Иными словами, М. МакЛюэн противополагает абсолютную догматическую теорию (умозрение совершенных истин) – риторике, как средству по научению истинам убедительным лишь риторически. То есть это даже и не истины, а лишь удачные средства повлиять в верном направлении на реальную политическую и общественную жизнь. Философия, при этом, якобы ведет к подчинению личности интересам коллектива (кто читал какие-либо сочинения МакЛюэна, не будет удивлен такому – и любому другому - парадоксу), поскольку "теоретики" считают, что надо сделать справедливым общество, и только тогда человек станет справедливым. А риторика и красноречие, согласно МакЛюэну, создают совершенную автономную личность, которая способна навязать обществу благой порядок.

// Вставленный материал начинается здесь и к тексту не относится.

PR #1067, opened 2022-01-25
Togts.opt

hbs:
Optimized ->GTS by relying on an array rather than a Map

### DIFF
--- a/warp10/src/main/java/io/warp10/script/functions/TOGTS.java
+++ b/warp10/src/main/java/io/warp10/script/functions/TOGTS.java
@@ -1,5 +1,5 @@
 //
-//   Copyright 2020  SenX S.A.S.
+//   Copyright 2020-2022  SenX S.A.S.
 //
 //   Licensed under the Apache License, Version 2.0 (the "License");
 //   you may not use this file except in compliance with the License.
@@ -31,6 +31,7 @@ import io.warp10.script.WarpScriptStackFunction;
 import org.apache.thrift.TDeserializer;
 import org.apache.thrift.TException;
 import org.apache.thrift.protocol.TCompactProtocol;
+import org.bouncycastle.util.Arrays;
 
 import java.math.BigDecimal;
 import java.nio.charset.StandardCharsets;
@@ -49,6 +50,8 @@ public class TOGTS extends NamedWarpScriptFunction implements WarpScriptStackFun
 
   private static final String TYPE_LABEL_NAME_PARAMETER = "label.type";
   private static final String DEFAULT_TYPE_LABEL_NAME = ".type";
+
+  private static final String[] TYPES = { "LONG", "DOUBLE", "BOOLEAN", "STRING", "BINARY" };
 
   public TOGTS(String name) {
     super(name);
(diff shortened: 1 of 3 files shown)


warp10/src/main/java/io/warp10/script/functions/TOGTS.java
```diff
@@ -127,47 +131,68 @@ public Object apply(WarpScriptStack stack) throws WarpScriptException {
...
-        Map<String, GeoTimeSerie> series = new HashMap<String, GeoTimeSerie>();
+        Arrays.fill(series, null);
+        long remaining = decoder.getCount();
         GeoTimeSerie gts;
         while (decoder.next()) {
           Object value = decoder.getBinaryValue();
+          remaining--;
 
-          String type = "DOUBLE";
+          int typeidx = 0; // LONG
```
pi-r-p, line 144: don't need to be initialized.

warp10/src/main/java/io/warp10/script/functions/TOGTS.java
```diff
@@ -211,24 +236,22 @@ public Object apply(WarpScriptStack stack) throws WarpScriptException {
...
+            enforcedType = "STRING";
+          } else if (value instanceof Boolean) {
+            enforcedType = "BOOLEAN";
+          } else if (value instanceof Long) {
+            enforcedType = "LONG";
+          } else if (value instanceof Double || value instanceof BigDecimal) {
+            enforcedType = "DOUBLE";
+          } else if (value instanceof byte[]) {
+            enforcedType = "BINARY";
           }
```
pi-r-p, line 251: must keep the `if (mustGuessTypeFromFirstValue) {` (it is here for the extra label to be correct)

```
          if(mustGuessTypeFromFirstValue) {
            if (value instanceof String) {
              enforcedType = "STRING";
            } else if (value instanceof Boolean) {
              enforcedType = "BOOLEAN";
            } else if (value instanceof Long) {
              enforcedType = "LONG";
            } else if (value instanceof Double || value instanceof BigDecimal) {
              enforcedType = "DOUBLE";
            } else if (value instanceof byte[]) {
              enforcedType = "BINARY";
            }
          }
```

pi-r-p (changes requested):
Good news is that doc unit tests also catch the extra label bug.

warp10/src/main/java/io/warp10/script/functions/TOGTS.java
hbs: Always better to initialize explicitely, won't fix.

pi-r-p: OK, can close.

warp10/src/main/java/io/warp10/script/functions/TOGTS.java
pi-r-p: better explaination : 
the extra label needs to be correct when the filters did not enforce a type before. But if filter does enforce the type, the first value from encoder must not change the label.

pi-r-p (approved):

PR #1069, opened 2022-01-26
Subserie.opt

hbs:
Optimize subserie extraction when overwriting is not requested by relying on System.arraycopy to extract the GTS slice.

### DIFF
--- a/warp10/src/main/java/io/warp10/continuum/gts/GTSHelper.java
+++ b/warp10/src/main/java/io/warp10/continuum/gts/GTSHelper.java
@@ -1,5 +1,5 @@
 //
-//   Copyright 2018-2021  SenX S.A.S.
+//   Copyright 2018-2022  SenX S.A.S.
 //
 //   Licensed under the Apache License, Version 2.0 (the "License");
 //   you may not use this file except in compliance with the License.
@@ -1899,12 +1899,45 @@ public class GTSHelper {
 
     // We know how many data will the new GTS so we provision arrays to receive the data.
     int count = lastidx - firstidx + 1;
+    // Allocate locations/elevations arrays so they get expanded by the call to multiProvision
+    if (null != gts.locations) {
+      subgts.locations = new long[0];
+    }
+    if (null != gts.elevations) {
+      subgts.elevations = new long[0];
+    }
     GTSHelper.multiProvision(subgts, gts.type, count, count);
 
-    for (int i = firstidx; i <= lastidx; i++) {
-      setValue(subgts, gts.ticks[i], null != gts.locations ? gts.locations[i] : GeoTimeSerie.NO_LOCATION, null != gts.elevations ? gts.elevations[i] : GeoTimeSerie.NO_ELEVATION, valueAtIndex(gts, i), overwrite);
+    if (!overwrite) {
+      if (null != subgts.locations) {
+        System.arraycopy(gts.locations, firstidx, subgts.locations, 0, count);
+      }
+      if (null != subgts.locations) {
+        System.arraycopy(gts.locations, firstidx, subgts.locations, 0, count);
+      }
+      if (null != subgts.ticks) {
+        System.arraycopy(gts.ticks, firstidx, subgts.ticks, 0, count);
+      }
+      if (null != subgts.longValues) {
+        System.arraycopy(gts.longValues, firstidx, subgts.longValues, 0, count);
+      }
+      if (null != subgts.doubleValues) {
+        System.arraycopy(gts.doubleValues, firstidx, subgts.doubleValues, 0, count);
+      }
+      if (null != subgts.stringValues) {
+        System.arraycopy(gts.stringValues, firstidx, subgts.stringValues, 0, count);
+      }
+      if (null != gts.booleanValues) {
+        subgts.booleanValues = gts.booleanValues.get(firstidx, lastidx + 1);
+      }
+      subgts.values = count;
+      subgts.sorted = gts.sorted;
+      subgts.reversed = gts.reversed;
+    } else {
+      for (int i = firstidx; i <= lastidx; i++) {
+        setValue(subgts, gts.ticks[i], null != gts.locations ? gts.locations[i] : GeoTimeSerie.NO_LOCATION, null != gts.elevations ? gts.elevations[i] : GeoTimeSerie.NO_ELEVATION, valueAtIndex(gts, i), overwrite);
+      }
     }
-
     return subgts;
   }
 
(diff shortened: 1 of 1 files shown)


warp10/src/main/java/io/warp10/continuum/gts/GTSHelper.java
```diff
@@ -1899,12 +1899,45 @@ public static final GeoTimeSerie subSerie(GeoTimeSerie gts, long starttimestamp,
 
     // We know how many data will the new GTS so we provision arrays to receive the data.
```
randomboolean, line 1900: Add missing word or rephrase comment

warp10/src/main/java/io/warp10/continuum/gts/GTSHelper.java
```diff
@@ -1899,12 +1899,45 @@ public static final GeoTimeSerie subSerie(GeoTimeSerie gts, long starttimestamp,
...
+    }
     GTSHelper.multiProvision(subgts, gts.type, count, count);
 
-    for (int i = firstidx; i <= lastidx; i++) {
-      setValue(subgts, gts.ticks[i], null != gts.locations ? gts.locations[i] : GeoTimeSerie.NO_LOCATION, null != gts.elevations ? gts.elevations[i] : GeoTimeSerie.NO_ELEVATION, valueAtIndex(gts, i), overwrite);
+    if (!overwrite) {
+      if (null != subgts.locations) {
+        System.arraycopy(gts.locations, firstidx, subgts.locations, 0, count);
+      }
+      if (null != subgts.locations) {
```
randomboolean, line 1915: locations -> elevations

warp10/src/main/java/io/warp10/continuum/gts/GTSHelper.java
```diff
@@ -1899,12 +1899,45 @@ public static final GeoTimeSerie subSerie(GeoTimeSerie gts, long starttimestamp,
...
+        System.arraycopy(gts.locations, firstidx, subgts.locations, 0, count);
```
randomboolean, line 1916: ditto

randomboolean (changes requested):

hbs:
PTAL

warp10/src/main/java/io/warp10/continuum/gts/GTSHelper.java
```diff
@@ -1897,14 +1897,49 @@ public static final GeoTimeSerie subSerie(GeoTimeSerie gts, long starttimestamp,
...
+      }
+      if (null != subgts.doubleValues) {
+        System.arraycopy(gts.doubleValues, firstidx, subgts.doubleValues, 0, count);
+      }
+      if (null != subgts.stringValues) {
+        System.arraycopy(gts.stringValues, firstidx, subgts.stringValues, 0, count);
+      }
+      if (null != gts.booleanValues) {
+        subgts.booleanValues = gts.booleanValues.get(firstidx, lastidx + 1);
+      }
```
randomboolean, line 1934: The type of subgts is still UNDEFINED. It needs either to be set with each array copy, or by multiProvision if it does not affect it other usages.

hbs:
PTYAL

warp10/src/main/java/io/warp10/continuum/gts/GTSHelper.java
```diff
@@ -1897,14 +1897,64 @@ public static final GeoTimeSerie subSerie(GeoTimeSerie gts, long starttimestamp,
...
+    }
+    if (null != gts.elevations) {
+      subgts.elevations = new long[0];
     }
 
+    GTSHelper.multiProvision(subgts, gts.type, count, count);
+
+    if (!overwrite) {
+      if (null != subgts.locations) {
+        System.arraycopy(gts.locations, firstidx, subgts.locations, 0, count);
```
randomboolean, line 1915: In fact, locations and elevations have not been expanded by multiProvision, so this gives an ArrayIndexOutOfBoundsException

warp10/src/main/java/io/warp10/continuum/gts/GTSHelper.java
```diff
@@ -1897,14 +1897,64 @@ public static final GeoTimeSerie subSerie(GeoTimeSerie gts, long starttimestamp,
...
+      }
+      if (null != subgts.elevations) {
+        System.arraycopy(gts.elevations, firstidx, subgts.elevations, 0, count);
+      }
+      if (null != subgts.ticks) {
```
randomboolean, line 1920: Checking if (count > 0) before multiProvision could save the null check for all non-geo arrays

randomboolean (changes requested):

warp10/src/main/java/io/warp10/continuum/gts/GTSHelper.java
```diff
@@ -1897,14 +1897,70 @@ public static final GeoTimeSerie subSerie(GeoTimeSerie gts, long starttimestamp,
...
+        } else {
+          subgts.elevations = null;
+        }
+        if (null != subgts.ticks) {
+          System.arraycopy(gts.ticks, firstidx, subgts.ticks, 0, count);
+        }
 
+        switch(gts.type) {
+          case LONG:
+            if (null != subgts.longValues) {
```
randomboolean, line 1931: We don't really need this check since multiProvision has created the array since count > 0.
However, we can do differently by doing the same thing than for geo arrays (and not use multiProvision in the case !overwrite). That would save writing twice in the same array when we expand and copy.

randomboolean (changes requested):

warp10/src/main/java/io/warp10/continuum/gts/GTSHelper.java
```diff
@@ -1897,14 +1897,65 @@ public static final GeoTimeSerie subSerie(GeoTimeSerie gts, long starttimestamp,
     // Extract values/locations/elevations that lie in the requested interval
     //
 
-    // We know how many data will the new GTS so we provision arrays to receive the data.
+    // We know how many data the new GTS will have so we provision arrays to receive the data.
     int count = lastidx - firstidx + 1;
+
     GTSHelper.multiProvision(subgts, gts.type, count, count);
```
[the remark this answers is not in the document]
hbs: In multiProvision if subgts.type is UNDEFINED then the value array will be allocated according to gts.type so allocation will be correctly done. Did you see another execution path which proves otherwise?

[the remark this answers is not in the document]
hbs: Ok got your execution path, the case when gts.ticks is not null but type is UNDEFINED.

PR #1070, opened 2022-01-27
Added support for macro placeholder in repo URLs

hbs:
Some URLs may require parameters which would need to appear after the macro name. This PR adds the possibility to specify a macro placeholder '{macro}' in the repo URLs. If present, the macro path will be inserted where the placeholder is thus allowing for URLs of the type:

http://host/path/to/root/{macro}?param=foo


pi-r-p (changes requested):
also need to update both 20-warpfleet.conf.template files with an example.

pi-r-p (approved):

PR #1073, opened 2022-02-08
Added support for multiline B64

hbs:


warp10/src/main/java/io/warp10/script/functions/B64TO.java
```diff
@@ -27,21 +27,21 @@
...
-    
+
     if (!(o instanceof String)) {
       throw new WarpScriptException(getName() + " operates on a String.");
     }
-    
-    stack.push(BaseEncoding.base64().decode(o.toString()));
-    
+
+    stack.push(BaseEncoding.base64().decode(o.toString().replace("\n","").replace(" ", "")));
```
pi-r-p, line 43: also remove \r , because of windows vscode.

pi-r-p (changes requested):

pi-r-p (approved):

PR #1074, opened 2022-02-09
allow double for limits related functions

pi-r-p:
```
10e6 MAXOPS
```
more easy to read scientific notation for big numbers. fixed for all limit related function.


hbs:
What is the point? Those limits are known to be LONGs, why would you pass a DOUBLE to the function which modify them?

hbs:
But don't you think it will incorrectly lead people to think that +Infinity MAXOPS would remove the limtis? What happens when doing NaN MAXOPS?

PR #1075, opened 2022-02-11
Added support for decoding directly from String instances

hbs:


pi-r-p (approved):
Exactly the same performances measured between:
- OrderPreservingBase64.decode(o.toString().getBytes(StandardCharsets.US_ASCII))
- OrderPreservingBase64.decode(o.toString())

(~170MB/s)

The `B64->` function is 6 times slower.

hbs:
The motivation was not performance but memory consumption. Decoding directly from the String saves the allocation of the byte array.

PR #1081, opened 2022-03-10
Fixed validator so credentials are not changed to lowercase

hbs:


warp10/src/main/java/io/warp10/script/WarpFleetMacroRepository.java
```diff
@@ -522,13 +536,18 @@ private static String validateRepo(String repo) {
...
-      repo = "https://" + host + repo.substring(host.length() + 8);
+    if (repo.startsWith("http://") || repo.startsWith("https://")) {
+      try {
+        URL url = new URL(repo);
+        // Force the host to be LC
+        URI uri = new URI(url.getProtocol(), url.getUserInfo(), url.getHost().toLowerCase(), url.getPort(), url.getPath(), url.getQuery(), url.getRef());
+        String canonical = uri.toString().replaceAll(WarpFleetMacroRepository.MACRO_PLACEHOLDER_ENCODED, WarpFleetMacroRepository.MACRO_PLACEHOLDER);
+        repo = canonical;
+      } catch (MalformedURLException|URISyntaxException e) {
+        return null;
```
pi-r-p, line 547: Why not raising a WarpScript exception, or a warning here ? For example, ipv6 host with capital letters are not supported by the underlying java lib, but it is not obvious:
```
"http://User29:5gq%25@fe80::f38:c469:B00B:807c/afad/{macro}?i=osef"  WF.ADDREPO
```

Same for guys who forget the square brackets around ipv6 before port 9994:
```
"http://User29:5gq%25@[fe80::f38:c469:d36d:807c]:9994/afad/{macro}?i=osef"  WF.ADDREPO
```
(tested, it works)

hbs: We return null because we do not want a single bad URL to clear the list, so incorrect URLs are simply silently ignored. We could add a log message though to make diagnostic easier.

pi-r-p (approved):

Наш автор, разумеется, отождествляет самого себя со вторым – риторическим - направлением, к которому относит и некоторых Западных Отцов Церкви, в частности, блж. Августина и блж. Иеронима. Если анализировать метод М. МакЛюэна, то видно, что он не пускается в обоснование своей конкретно-исторической конструкции, да она бы этого и не выдержала. Его устраивает ее убедительность в чисто предварительном плане. Поэтому он откровенно называет симпатичный ему подход английским словом forensic, то есть наружным, внешним. Исследователь не ищет истину в ее идеальной чистоте и отдельности от всего прочего, а более всего заботится о создании подходящего сосуда для истины, стремится дать наглядную схему рассмотрения материала. Истину в этом сосуде можно легко передать другому в неповрежденном виде, но ощущая эту истину лишь сквозь стенки сосуда, и не соприкасаясь с ней непосредственно.
Мы готовы согласиться, что сама эта конструкция, и метод, каким написаны все позднейшие исследования МакЛюэна – являются именно риторическими. Он разделил всю историю мысли на два направления, и это в самом деле удобно и наглядно. Но если мы станем искать правду во всей полноте, то мы никогда не обнаружим в античности или у Святых отцов именно указанные им тенденции.

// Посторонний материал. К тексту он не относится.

PR #267, opened 2018-05-21
Tests of new search API.

alxdarksage:
Many of these changes are from the library update, where booleans go from a getFoo accessor to an isFoo() accessor. And one new test class for the search API.

### DIFF
--- a/src/test/java/org/sagebionetworks/bridge/sdk/integration/AccountSummarySearchTest.java
+++ b/src/test/java/org/sagebionetworks/bridge/sdk/integration/AccountSummarySearchTest.java
@@ -1,0 +1,226 @@
+package org.sagebionetworks.bridge.sdk.integration;
+
+import static org.junit.Assert.assertEquals;
+import static org.junit.Assert.assertFalse;
+import static org.junit.Assert.assertTrue;
+import static org.junit.Assert.fail;
+
+import java.util.ArrayList;
+import java.util.List;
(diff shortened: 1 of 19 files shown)


src/test/java/org/sagebionetworks/bridge/sdk/integration/AccountSummarySearchTest.java
```diff
@@ -0,0 +1,226 @@
...
+        if (frenchUser != null) {
+           frenchUser.signOutAndDeleteUser();
+        }
+    }
+    
+    @AfterClass
+    public static void deleteResearcher() throws Exception {
+        if (researcher != null) {
+           researcher.signOutAndDeleteUser();
+        }
```
DwayneJengSage: We create a researcher in several tests, but we only delete one researcher. I think we should create the researcher and worker in the BeforeClass instead. This way, we only need to create them once, and we are more likely to be able to clean them up afterward.

DwayneJengSage (changes requested):

src/test/java/org/sagebionetworks/bridge/sdk/integration/AccountSummarySearchTest.java
alxdarksage: Moved these to @BeforeClass.

DwayneJengSage (approved):

PR #271, opened 2018-05-29
You can no longer sign in with a phone number using a password unless you've verified the phone number.

alxdarksage:
This is a fix to a test that will no longer work once we tighten security on how accounts are activated and verified. That PR is https://github.com/Sage-Bionetworks/BridgePF/pull/1724

### DIFF
--- a/src/test/java/org/sagebionetworks/bridge/sdk/integration/IntentToParticipateTest.java
+++ b/src/test/java/org/sagebionetworks/bridge/sdk/integration/IntentToParticipateTest.java
@@ -1,6 +1,7 @@
 package org.sagebionetworks.bridge.sdk.integration;
 
 import static org.junit.Assert.assertEquals;
+import static org.junit.Assert.assertTrue;
 
 import org.joda.time.LocalDate;
 import org.junit.After;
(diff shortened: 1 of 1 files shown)


DwayneJengSage (changes requested):
Instead of deleting the last part of the test, should the admin be able to bypass email/phone verification for the purposes of test accounts? Otherwise, there are a lot of things we won't be able to test.

alxdarksage:
As I interpret ParticipantService lines 256 to 273, because it is called from the UserAdminService with shouldSendVerification = false, emailVerified and/or phoneVerified will be set to true if the credential exists and we're not sending verifications. So I believe we already do this. I wouldn't propose making it possible to disable verification through the normal sign up API, just to verify this user has been created.

DwayneJengSage:
I should clarify my comment. This change makes it so that we are no longer able to test intent to participate. Instead of not testing ITP, can we make it so that admins can bypass channel verification, so that we can test ITP?

alxdarksage:
Okay here's another way to do it. We moved the ITP check from sign up to sign in, so it's possible to create an uncontested user, submit an ITP with the same phone number, and then sign in... and the intended effect exists, which is that the user is consented rather than returning a 412.

DwayneJengSage (approved):

PR #274, opened 2018-06-21
Testing changes to app config API

alxdarksage:


src/test/java/org/sagebionetworks/bridge/sdk/integration/AppConfigTest.java
```diff
@@ -53,9 +55,10 @@ public void before() throws IOException {
     
     @After
     public void after() throws Exception {
-        AppConfigList list = devApi.getAppConfigs().execute().body();
+        AppConfigList list = devApi.getAppConfigs(true).execute().body();
         for (AppConfig config : list.getItems()) {
-            adminApi.deleteAppConfig(config.getGuid()).execute();
+            assertFalse(config.isDeleted());
+            adminApi.deleteAppConfig(config.getGuid(), true).execute();
```
DwayneJengSage: This test works if the study is empty, but will fail if the study has pre-existing app configs (used for manual testing and local testing). This will also fail if the test fails to physically delete an app config after logically deleting it.

It would be better to keep track of the app configs created by the test and then delete only those.

src/test/java/org/sagebionetworks/bridge/sdk/integration/AppConfigTest.java
```diff
@@ -158,9 +162,27 @@ public void crudAppConfig() throws Exception {
...
+        int updatedCount = devApi.getAppConfigs(false).execute().body().getItems().size();
+        assertTrue((initialCount+1) == updatedCount);
+        
+        updatedCount = devApi.getAppConfigs(true).execute().body().getItems().size();
+        assertTrue((initialCount+2) == updatedCount);
+        
+        // This should *really* delete the config from the db in order to clean up.
+        adminApi.deleteAppConfig(config.getGuid(), true).execute();
+        int countAfterDelete = devApi.getAppConfigs(true).execute().body().getItems().size();
+        assertTrue(countAfterDelete < updatedCount);
```
DwayneJengSage: Would it be better to get by guid and verify that it throws a 404 not found?

DwayneJengSage (changes requested):

src/test/java/org/sagebionetworks/bridge/sdk/integration/AppConfigTest.java
alxdarksage: Changed this to track the configs made by the test, and only deleting those.

src/test/java/org/sagebionetworks/bridge/sdk/integration/AppConfigTest.java
alxdarksage: Changed to do this.

PR #276, opened 2018-07-05
Need to pause because reauth token is cached for a short period of time.

alxdarksage:
"Fixes" test after adding this caching for concurrent sign ins.


alxdarksage:
Oops. I did this fix twice.

PR #277, opened 2018-07-05
Update survey deletion behavior.

alxdarksage:


src/test/java/org/sagebionetworks/bridge/sdk/integration/SurveyTest.java
```diff
@@ -532,7 +552,7 @@ public void workerCanGetSurveys() throws Exception {
         assertKeysEqual(survey1aKeys, survey1aAgain);
 
         // We only expect the most recently published versions, namely 1b and 2b.
-        SurveyList surveyResourceList = workerApi.getAllPublishedSurveys(IntegTestUtils.STUDY_ID).execute().body();
+        SurveyList surveyResourceList = workerApi.getAllPublishedSurveys(IntegTestUtils.STUDY_ID, false).execute().body();
```
DwayneJengSage: Test for includeDeleted=true?

src/test/java/org/sagebionetworks/bridge/sdk/integration/SurveyTest.java
```diff
@@ -757,6 +781,57 @@ public void displayActionsInAfterRulesValidated() throws Exception {
         }
     }
     
+    @Test
+    public void canRetrieveDeletedSurveys() throws Exception {
+        SurveysApi surveysApi = developer.getClient(SurveysApi.class);
```
DwayneJengSage: What about getPublishedSurveyVersion()? getMostRecentSurveyVersion()?

src/test/java/org/sagebionetworks/bridge/sdk/integration/SurveyTest.java
```diff
@@ -284,8 +284,19 @@ public void getAllVersionsOfASurvey() throws Exception {
...
+        
+        // verify includeDeleted
+        Survey oneVersion = surveyList.getItems().get(0); 
+        surveysApi.deleteSurvey(oneVersion.getGuid(), oneVersion.getCreatedOn(), false).execute();
+        
+        assertEquals(surveyList.getItems().size(),
+                surveysApi.getAllVersionsOfSurvey(key.getGuid(), true).execute().body().getItems().size());
+        
+        assertNotEquals(surveyList.getItems().size(),
+                surveysApi.getAllVersionsOfSurvey(key.getGuid(), false).execute().body().getItems().size());
```
DwayneJengSage: We happen to know that the expected counts here are 2 and 1 respectively. Would it be better to just use thocse constants?

DwayneJengSage (changes requested):

src/test/java/org/sagebionetworks/bridge/sdk/integration/SurveyTest.java
alxdarksage: Added

src/test/java/org/sagebionetworks/bridge/sdk/integration/SurveyTest.java
alxdarksage: These should not take an includeDeleted flag; they should resolve to the most recent version or most recently published version that is not (logically) deleted. Removed the flag from the SDK (see new PR, the first PR has been merged) and adjusted the tests here to reflect this. Note the server did not have this flag in its routes or other code for these calls.

src/test/java/org/sagebionetworks/bridge/sdk/integration/SurveyTest.java
```diff
@@ -757,6 +786,118 @@ public void displayActionsInAfterRulesValidated() throws Exception {
...
+        surveysApi.publishSurvey(keys2.getGuid(), keys2.getCreatedOn(), false).execute();
+        surveysApi.deleteSurvey(keys2.getGuid(), keys2.getCreatedOn(), false).execute();
+        
+        Thread.sleep(1000);
+        anyDeleted(surveysApi.getPublishedSurveys(true));
+        noneDeleted(surveysApi.getPublishedSurveys(false));
+        
+        try {
+            surveysApi.getPublishedSurveys(true).execute();
+        } catch(EntityNotFoundException e) {
```
DwayneJengSage: Need a fail() here. Otherwise, if this doesn't throw, we'll never know.

DwayneJengSage (changes requested):

src/test/java/org/sagebionetworks/bridge/sdk/integration/SurveyTest.java
alxdarksage: Added here (and one other place in test).

DwayneJengSage (approved):

PR #278, opened 2018-07-09
Updating to use a permanent delete by an admin to clean up test schedule plans.

alxdarksage:


src/test/java/org/sagebionetworks/bridge/sdk/integration/SchedulePlanTest.java
```diff
@@ -133,8 +133,14 @@ public void crudSchedulePlan() throws Exception {
         ScheduleList schedules = usersApi.getSchedules().execute().body();
         assertTrue("Schedules exist", !schedules.getItems().isEmpty());
 
-        // Delete
-        newSchedulesApi.deleteSchedulePlan(keys.getGuid()).execute();
+        // Logical delete
+        newSchedulesApi.deleteSchedulePlan(keys.getGuid(), false).execute();
+        
+        SchedulePlan retrieved = newSchedulesApi.getSchedulePlan(keys.getGuid()).execute().body();
+        assertTrue(retrieved.isDeleted());
```
DwayneJengSage: Should we also have a test that we can query deleted schedule plans (developer API and worker API)?

DwayneJengSage (changes requested):

src/test/java/org/sagebionetworks/bridge/sdk/integration/SchedulePlanTest.java
alxdarksage: Added queries of getSchedulePlans() with and without includeDeleted, after logical and physical deletes.

DwayneJengSage (approved):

МакЛюэн предлагает наглядную, и убедительную исключительно своей наглядностью, схему, в которую он вмещает, признаемся, совершенно правильные составные части. В его схеме содержится немало парадоксов, которые тем не менее не разрушают ее. И главный парадокс состоит в противопоставлении диалектики и риторики, которые на самом-то деле расположены строго иерархически, и риторика, как практическое умение, подчинена диалектике, и нисколько ей не соперница.

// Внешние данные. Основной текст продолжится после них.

PR #282, opened 2018-08-07
Simple test of admin sign in APIs.

alxdarksage:
There aren't two set studies so I just test switching to API study, which exercises the code at least and verifies no errors.

### DIFF
--- a/src/test/java/org/sagebionetworks/bridge/sdk/integration/UserManagementTest.java
+++ b/src/test/java/org/sagebionetworks/bridge/sdk/integration/UserManagementTest.java
@@ -1,5 +1,6 @@
 package org.sagebionetworks.bridge.sdk.integration;
 
+import static org.junit.Assert.assertEquals;
 import static org.junit.Assert.assertNotNull;
 import static org.junit.Assert.fail;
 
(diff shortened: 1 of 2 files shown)


src/test/java/org/sagebionetworks/bridge/sdk/integration/UserManagementTest.java
```diff
@@ -81,5 +81,21 @@ public void canCreateAndSignOutAndDeleteUser() throws Exception {
...
+        admin.signOut();
+        
+        ForAdminsApi adminApi = admin.getClient(ForAdminsApi.class);
+        SignIn signIn = new SignIn().study(admin.getStudyId())
+                .email(admin.getEmail()).password((admin.getPassword()));
+        
+        adminApi.adminSignIn(signIn).execute().body();
+        
+        adminApi = admin.getClient(ForAdminsApi.class);
+        adminApi.adminChangeStudy(new SignIn().study("api")).execute().body();
```
DwayneJengSage: Maybe we can leverage the shared study for this. I see 4 uses cases:

1. Admin sign in to api study.
2. Admin sign in to non-api study (shared).
3. Admin switching from api study (to shared study).
4. Admin switching to api study (from shared study).

DwayneJengSage (changes requested):
Looks good. Possible suggestion about improving test coverage.

src/test/java/org/sagebionetworks/bridge/sdk/integration/UserManagementTest.java
alxdarksage: Good point. It slipped my mind that every environment has this other study. I'll change.

DwayneJengSage (approved):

Если вспомнить объяснения Аристотеля, то диалектика исследует то, что познает философия. То есть это своего рода наука, хотя и служебная по отношению к философии. Риторика же является умением, искусством убеждать, излагать материал удобным для человеческого ума и памяти образом. Никакого противостояния здесь не может быть. Но что является историческим фактом, так это борьба философии с софистикой, которая отразилась в диалогах Платона, в том числе в замечательном своим юмором "Евтидеме". Диалог "Софист", например, прямо-таки посвящен комически-серьезному выяснению того, кто такой софист, и относится ли он к охотникам или к рыбакам, к охотникам за ручными животными или дикими.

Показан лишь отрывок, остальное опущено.